Reporting performance of prognostic models in cancer: a review
1 Centre for Statistics in Medicine, Wolfson College Annexe, University of Oxford, Linton Road, Oxford, OX2 6UD, UK
2 MRC Clinical Trials Unit, 222 Euston Road, London NW1 2DA, UK
BMC Medicine 2010, 8:21 doi:10.1186/1741-7015-8-21Published: 30 March 2010
Appropriate choice and use of prognostic models in clinical practice require the use of good methods for both model development, and for developing prognostic indices and risk groups from the models. In order to assess reliability and generalizability for use, models need to have been validated and measures of model performance reported. We reviewed published articles to assess the methods and reporting used to develop and evaluate performance of prognostic indices and risk groups from prognostic models.
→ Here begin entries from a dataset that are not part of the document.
PR #1129, opened 2024-06-09
mobile, api: add request memos

dcposch:
## Sender sends request

Screenshot 2024-06-09 at 13 05 42
Screenshot 2024-06-09 at 13 10 56

## Recipient fulfills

We developed a systematic search string and identified articles from PubMed. Forty-seven articles were included that satisfied the following inclusion criteria: published in 2005; aiming to predict patient outcome; presenting new prognostic models in cancer with outcome time to an event and including a combination of at least two separate variables; and analysing data using multivariable analysis suitable for time to event data.
In 47 studies, Cox models were used in 94% (44), but the coefficients or hazard ratios for the variables in the final model were reported in only 72% (34). The reproducibility of the derived model was assessed in only 11% (5) of the articles. A prognostic index was developed from the model in 81% (38) of the articles, but researchers derived the prognostic index from the final prognostic model in only 34% (13) of the studies; different coefficients or variables from those in the final model were used in 50% (19) of models and the methods used were unclear in 16% (6) of the articles. Methods used to derive prognostic groups were also poor, with researchers not reporting the methods used in 39% (14 of 36) of the studies and data derived methods likely to bias estimates of differences between risk groups being used in 28% (10) of the studies. Validation of their models was reported in only 34% (16) of the studies. In 15 studies validation used data from the same population and in five studies from a different population. Including reports of validation with external data from publications up to four years following model development, external validation was attempted for only 21% (10) of models. Insufficient information was provided on the performance of models in terms of discrimination and calibration.
Many published prognostic models have been developed using poor methods and many with poor reporting, both of which compromise the reliability and clinical relevance of models, prognostic indices and risk groups derived from them.